◆ **Instructions to follow**
Every line of the records below that holds the word "guess" should be copied out.

◆ **Record excerpts**
PR #985, opened 2018-01-28
GemStone 3.4.1 does not understand #_sharedCounter:setValue:

pdebruic:
I'm not sure if 3.3.X and earlier versions know #sharedCounter:setValue: so I don't want to mess with the BaselineOf yet but wanted this issue/fix recorded/shared.

### DIFF
--- a/repository/Seaside-GemStone-ServiceTask.package/WAGemStoneServiceTask.class/class/reset.st
+++ b/repository/Seaside-GemStone-ServiceTask.package/WAGemStoneServiceTask.class/class/reset.st
@@ -2,5 +2,5 @@ accessing
 reset
 
 	InProcess := Queue := nil.
-	System _sharedCounter: self sharedCounterIndex setValue: 1.
+	System sharedCounter: self sharedCounterIndex setValue: 1.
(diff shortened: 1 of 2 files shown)


dalehenrich:
Looks like #sharedCounter:setValue: was introduced in 3.2.x (present in 3.2.0 and not present in 3.1.0.6)

dalehenrich:
... and 3.1.0.6 does have #_sharedCounter:setValue: ... so that's most likely the time frame when that code was first introduced ...

pdebruic:
Hi  - So I don't know what to do here.  I found a problem in the BaselineOfSeaside3 where the Filesystem group is not defined for GemStone.  I've added the fix to my repo and this PR is updated, but I think I need to change what I'm diffing against because Dale also changed the BaselineOfSeaside3 since this PR was started so the metadata isn't correct in this PR.  

Is there a guide or description of what to do in this situation somewhere I could read?

pdebruic:
I think I can delete my fork of this repo, refork, and push the changes and have 2 prs.  So I'll do that.

PR #991, opened 2018-08-31
On-Input Event Handler

seandenigris:
Usage: `aCanvas jQuery this onInput: (aJavascriptScript asFunction: #(event))`
Motivation: Creates JS like the following: `$("#an-id").on('input', function(newVal) {  })`
Tests: Added to `#testEventsDom` and `#testRegister`, even though both tests seem to be amost exact duplicates.


marschall:
I redid the PR as #1010

- added metadata
- fixed the comment
- put the tests in the alphabetically correct order
- all the other events on jQuery instance are functions but `input` does not seem to be a function

PR #992, opened 2018-09-05
Update jQuery-UI from v1.10.4 to 1.12.1

seandenigris:
Re-upload JS file to File Libraries. All jQuery and jQuery UI tests passing


marschall:
I redid it with metadata as part of #1013

Issue #1053, opened 2018-11-26
Simplify gettext baseline


jecisc:
We can simplify the baseline of gettext since the minimal pharo version for this project is Pharo 4.

PR #1054, opened 2018-11-26
1053-Simplify-gettext-baseline

jecisc:
Since Pharo is the only one using gettext, merge Seaside-Gettext-Core and Seaside-Pharo-Gettext-Core
+ Simplify baseline


jecisc:
Fixes #1053

jbrichau:
I should check, because there is a gettext for Gemstone (we're using that one in Yesplan).
Dunno why it got slipped from the baseline...

jecisc:
Maybe it is in an external project as it is now in Pharo?

jecisc:
Oh I see that here we load the external project and have a compatibility package for Seaside for it. So it's probably not that.

jecisc:
Any news on this?

jbrichau:
Gettext is on my radar (because it's broken right now); but I'm trying to devote my spare time for Seaside to the website now.

jbrichau:
@jecisc Changed the base to master, but I think we can just close this one when I (or someone) address gettext

jbrichau:
Closing this PR as I'm fixing it on the gettext branch (which is to be merged when gettext upstream change has merged)

PR #1071, opened 2018-12-08
1070-Seaside-Tests-REST-is-never-referenced

### LINKED ISSUE #1070: Seaside-Tests-REST is never referenced

jecisc:
Remove Seaside-Tests-REST
Fixes #1070


theseion:
Same here, doesn't this package have a purpose, eve if it is not being referenced?

jecisc:
I guess that, as for swagger, we now have a package with “-Core” in the name. (I’m on Mobil so it’s hard to verify)

PR #1073, opened 2018-12-08
1072-Seaside-Swagger-and-Seaside-Tests-Swagger-are-never-referenced

### LINKED ISSUE #1072: Seaside-Swagger and Seaside-Tests-Swagger are never referenced

jecisc:
Remove Seaside-Swagger and Seaside-Tests-Swagger

Fixes #1072


theseion:
Out of curiosity, why did you remove these packages? Don't they have any purpose?

jecisc:
I think they were renamed, but they were migrated by the migration script. So currently it’s just dead code because the real packages have “-Core” in the name.

theseion:
Fair enough. I'll merge those PR's then.

PR #1079, opened 2018-12-20
Fix classes that are shown as "Uncategorized" in latest Pharo 7 by pu…

astares:
Fix classes that are shown as "Uncategorized" in latest Pharo 7 by putting them into a tag


theseion:
Thanks!

PR #1080, opened 2018-12-20
Add an Open button to open the webbrowser from control panel

astares:
Add an "Open" button to Seaside adapter control panel to quicky open a WebBrowser on the adapter itself


astares:
screenshot from 2018-12-20 01-30-10

astares:
Pharo 4 will not have git anyway, no?

jecisc:
Seaside is still loadable in pharo 4.

You don’t have Iceberg but FileTree still work.

astares:
Is this really a use case? Johan will convert to Tonel so we have Windows back on track once an issue with Tonel converter is sorted out.

Do we really have known users of P4 with FileTree?

jecisc:
Filetree will stay for a while because Squeak does not have a tonel support anyway and the repo is also for squeak.

astares:
@jecisc   It's a change in "Seaside-Pharo-Tools-Spec", not a Squeak one if I'm not mistaken.

jecisc:
Yes but we can't have one package in tonel format and the others in filetree.

astares:
Agree - but we will have a branch with Tonel

jecisc:
I think that the goal is not to split the development into two branches and to have differences between the two of them.

astares:
I guess the idea is to keep the development in file tree for now (until the rest catches up) - but nonetheless provide tonel converted versions (at least for the releases) so it could be loaded on Windows.

jecisc:
Yes, so the code should be the same between both, else it will make it really hard to sync.

jbrichau:
@astares I moved this PR to merge into master when accepted. I did not take a look at the code but I agree with @jecisc comments that the code should do feature detection so that it only gets added when the `WebBrowser` class is present.

theseion:
@astares Can you make the requested change?

theseion:
The new Spec2 based control panel includes such an open button. Closing this PR in favor of #1155 .

astares:
👍

PR #1083, opened 2018-12-22
1082-Merge-Comet-Core-and-Comet-Pharo-Core

### LINKED ISSUE #1082: Merge Comet-Core and Comet-Pharo-Core
From what I can read in the baseline, Comet is only loadable in Squeak and Pharo. Also, both Squeak and Pharo also load Comet-Pharo-Core.

We can then merge Comet-Core and Comet-Pharo-Core since those two packages are always loaded together.

jecisc:
Merge Comet-Core and Comet-Pharo-Core.

Fixes #1082


jecisc:
The Pharo 7 failure is not related. One of the latest Pharo change broke SmalltalkCI.

jecisc:
Apparently, the structure separating Pharo is to ease the port to other Smalltalk.

I'll close the PR.

PR #1096, opened 2018-12-23
Improve Seaside Welcome experience

jbrichau:
Now starting a default Zinc adaptor when loading the Welcome page _and_ no adaptor is present yet.

### DIFF
--- a/repository/BaselineOfSeaside3.package/BaselineOfSeaside3.class/instance/baselineadaptors..st
+++ b/repository/BaselineOfSeaside3.package/BaselineOfSeaside3.class/instance/baselineadaptors..st
@@ -27,10 +27,12 @@ baselineadaptors: spec
 						loads: #('Core');
 						repository: 'http://ss3.gemtalksystems.com/ss/WebClient' ].
 			spec
-				package: 'WebClient-Seaside-Adatpor'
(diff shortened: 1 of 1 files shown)


jbrichau:
I thought that if a port was already taken, it just does not work, but if this crashed on Windows, we might want to hold back doing it indeed. On Mac, if I have multiple images open with port 8080 being used, there is no problem.

However, the 'getting started' instructions are way to complicated if people need to understand what an adaptor is, etc. I wanted it to become easier again to just install and browse... This is one of the most asked questions when people are loading Seaside... they don't know what to do next, so we provided them with the magic statement `ZnZincServerAdaptor startOn: 8080`. 

Can we check and/or do something to prevent crashing? If not, then the magic statement will have to do.

jecisc:
I'll try on my Window 7 to see if it still happens.

jecisc:
Ok, now I do not have a crash anymore. Maybe since 2015 something changed in Windows socket management.

jbrichau:
> Ok, now I do not have a crash anymore. Maybe since 2015 something changed in Windows socket management.

Or Pharo's :)

jbrichau:
Unfortunately, it's not working yet since the package is loaded before the Zinc adaptor. I'm looking at fixing this.

Issue #1077, opened 2018-12-17
Possibly remove WAPackagingTest


theseion:
I'm not familiar with the mechanism behind GRPackage but WAPackagingTest doesn't make any sense in its current form.

marschall:
GRPackage has a way to track dependencies, this predates Metacello and over the years has no longer been properly maintained tested.
I think it would make sense the remove `WAPackagingTest` and remove the dependency tracking in `GRPackage` and have Metacello as our primary source of dependency tracking.

theseion:
This issue is on hold. As stated in https://github.com/SeasideSt/Grease/pull/72, we'll investigate what parts of GRPackage are still in use.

◆ **Answer to this task**
I guess that, as for swagger, we now have a package with “-Core” in the name. (I’m on Mobil so it’s hard to verify)
I guess the idea is to keep the development in file tree for now (until the rest catches up) - but nonetheless provide tonel converted versions (at least for the releases) so it could be loaded on Windows.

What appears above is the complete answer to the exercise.